1. Installation & Import
pip install numpy
import numpy as np
Output: Nothing, just imports the library.
2. NumPy Arrays
NumPy arrays are like Python lists but faster and support vectorized operations.
Create 1D Array
arr = np.array([1, 2, 3, 4])
print(arr)
Output:
[1 2 3 4]
Create 2D Array
arr2d = np.array([[1,2,3],[4,5,6]])
print(arr2d)
Output:
[[1 2 3]
[4 5 6]]
3. Array Attributes
print(arr.shape) # Shape of array
print(arr2d.shape)
print(arr.ndim) # Number of dimensions
print(arr2d.ndim)
print(arr.dtype) # Data type
Output:
(4,)
(2, 3)
1
2
int64
4. Creating Arrays with Built-in Functions
np.zeros(5) # Array of zeros
np.ones((2,3)) # Array of ones
np.arange(0,10,2) # Numbers from 0 to 10 with step 2
np.linspace(0,1,5) # 5 numbers evenly spaced between 0 and 1
np.eye(3) # Identity matrix
Output Examples:
np.zeros(5) → [0. 0. 0. 0. 0.]
np.ones((2,3)) →
[[1. 1. 1.]
[1. 1. 1.]]
np.arange(0,10,2) → [0 2 4 6 8]
np.linspace(0,1,5) → [0. 0.25 0.5 0.75 1. ]
np.eye(3) →
[[1. 0. 0.]
[0. 1. 0.]
[0. 0. 1.]]
5. Indexing & Slicing
1D Array
arr = np.array([10,20,30,40,50])
print(arr[0]) # First element
print(arr[1:4]) # Slice
Output:
10
[20 30 40]
2D Array
arr2d = np.array([[1,2,3],[4,5,6],[7,8,9]])

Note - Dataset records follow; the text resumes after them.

PR #31, opened 2020-09-24
notebook that explores certifai fairness and robustness scores

jhenderson-cs:
This notebook trains models on simulated datasets and then explores how the fairness and robustness scores can change based on the model and the relationship between the target variable and the sensitive feature


cdraper-CS:
Please can you add a Copyright statement at the top - you should be able to copy it from another notebook

cdraper-CS (approved):
lgtm

sdraper-CS (commented):
Comments (can't do them in-line since I cannot view the rendering and insert comments there) [edit - Christine just pointed out to me that this is not stand-alone - its backing for the doc., so interpret/ignore some of my comments below as you see fit based on the assumption I made them with the mindset that this needed to stand alone too]:

1. `plot_decision_boundary ` and `plot_decision_boundary_cf` are almost exactly the same function - refactor most of this into one routine please

2. In the section where you display a representative point and its counterfactual for each value of alpha, I think in the spiel you should qualify 'distance' as L1-distance, otherwise the plotted points might strike someone as odd and cause them to think Certifai is getting bad approximations

3. I think the intuition on fairness needs a little more fleshing out.  The leap from 'disparate groups' have different distances to their counterfactuals to unfairness is a bit too large to leave unspoken.

4. Regarding robustness I think it comes across a bit too simply that robustness is just measuring overfitting, whereas the truth is more that they are correlated.  If all the robustness score did was tell you you have overfitting then the 'so what? - its easier for me to just hold out a validation set' is an obvious response.  Should probably (a) highlight that ONE of the things low robustness might be caused by is overfitting, and (b) point out that in ongoing monitoring this is useful because it does not require ground truth

5. The first mention of 'burden' is in the phrase 'We'll then examine the burden charts and the Fairness scores' - I think you need to define burden first!

jhenderson-cs:
I refactored the two plotting functions to be one and then added links to
the explanatory document to help make things clearer.

sdraper-CS (approved):
LGTM

PR #37, opened 2020-10-13
add soft scoring example,scan def and update readme

akumar-cs:
[#issue-2829](https://github.com/CognitiveScale/certifai/issues/2829)


cdraper-CS (approved):
LGTM but please also update model/README.md to highlight this example shows wrapping a model with soft scoring.

cdraper-CS:
@akumar-cs  I noticed when running the gunicorned model server that it creates a pkl file in current folder.  Is this going to cause issues if we need to get a gunicorned server running in UBI8/RHOS, given processes can only write to /tmp?

laguirre-cs (approved):
LGTM

akumar-cs:
> @akumar-cs I noticed when running the gunicorned model server that it creates a pkl file in current folder. Is this going to cause issues if we need to get a gunicorned server running in UBI8/RHOS, given processes can only write to /tmp?

yes, it will. We can only write to /tmp in rhos images. Since model sdk wasn't being run in container it wasn't an issue but ill see if i can save the state to /tmp might/not be possible due to references of class paths

akumar-cs:
> LGTM but please also update model/README.md to highlight this example shows wrapping a model with soft scoring.

Added `soft-scoring` part to  german_credit section of `models/README.md`.  Details for usage are inside the german_credit/README.md

PR #41, opened 2020-10-16
add artifacts for scoring dai pipelines

pkandarpa-cs:
Addresses Cognitivescale/certifai#2859

### DIFF
--- a/models/h2o_dai_german_credit/README.md
+++ b/models/h2o_dai_german_credit/README.md
@@ -92,7 +92,7 @@ Response from model: [200] {"payload":{"predictions":[1]}}
 
 ## Scan models using Certifai CLI
 
-1. Follow the instructions in the Certifai documentation under
+1. Follow the instructions in the [Certifai documentation](https://cognitivescale.github.io/cortex-certifai/docs/about) under
 'Toolkit > CLI Usage > Define and run scans locally' to define and test a
 scan definition for the German Credit example. The only difference from
 the example in the documentation is that you need to set the `predict_endpoint`


models/h2o_dai_german_credit/README.md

print(arr2d[0,1]) # Row 0, Column 1
print(arr2d[1,:]) # Row 1, all columns
print(arr2d[:,2]) # All rows, column 2
Output:
2
[4 5 6]
[3 6 9]
6. Array Operations
NumPy supports element-wise operations:
a = np.array([1,2,3])
b = np.array([4,5,6])
print(a+b) # [5 7 9]
print(a-b) # [-3 -3 -3]
print(a*b) # [4 10 18]
print(a/b) # [0.25 0.4 0.5]
print(a**2) # [1 4 9]
7. Universal Functions (ufunc)
NumPy provides fast mathematical functions:
arr = np.array([1,4,9,16])
print(np.sqrt(arr)) # [1. 2. 3. 4.]
print(np.exp(arr)) # Exponentials
print(np.log(arr)) # Natural log
print(np.sin(arr)) # Trigonometric functions
8. Aggregation Functions
arr = np.array([1,2,3,4,5])
print(arr.sum()) # 15
print(arr.mean()) # 3.0
print(arr.std()) # 1.4142
print(arr.min()) # 1
print(arr.max()) # 5
print(arr.argmin()) # Index of min → 0
print(arr.argmax()) # Index of max → 4
9. Reshaping Arrays
arr = np.arange(1,13)
print(arr.reshape(3,4))
Output:
[[ 1 2 3 4]
[ 5 6 7 8]
[ 9 10 11 12]]
- Flatten back:
arr.reshape(3,4).ravel()
10. Stacking Arrays
a = np.array([1,2,3])
b = np.array([4,5,6])
np.vstack((a,b)) # Vertical stack
np.hstack((a,b)) # Horizontal stack
Output:
vstack →
[[1 2 3]
[4 5 6]]
hstack → [1 2 3 4 5 6]
11. Boolean Indexing
arr = np.array([10,20,30,40,50])
print(arr[arr>25]) # [30 40 50]
Select elements based on conditions.
12. Copy vs View
arr = np.array([1,2,3,4])
arr_view = arr.view()
arr_copy = arr.copy()
arr_view[0] = 100
arr_copy[1] = 200
print(arr) # arr affected by view, not copy
print(arr_view)
print(arr_copy)
13. Random Numbers
np.random.seed(0)
print(np.random.randint(0,10,5)) # Random integers
print(np.random.rand(3,3)) # Uniform random floats
print(np.random.randn(3,3)) # Normal distribution
14. Linear Algebra
A = np.array([[1,2],[3,4]])
B = np.array([[5,6],[7,8]])
print(np.dot(A,B)) # Matrix multiplication
print(np.linalg.inv(A)) # Inverse
print(np.linalg.det(A)) # Determinant
15. Tips for Beginners
NumPy arrays are faster than Python lists for numeric operations.
Always try vectorized operations instead of loops.
Use
reshape,ravel, andflattento adjust dimensions.Boolean indexing is very powerful for filtering data.
Conclusion
NumPy is the foundation of Python data science. Once you master it, you can perform fast numerical computations, array manipulations, and linear algebra operations with ease.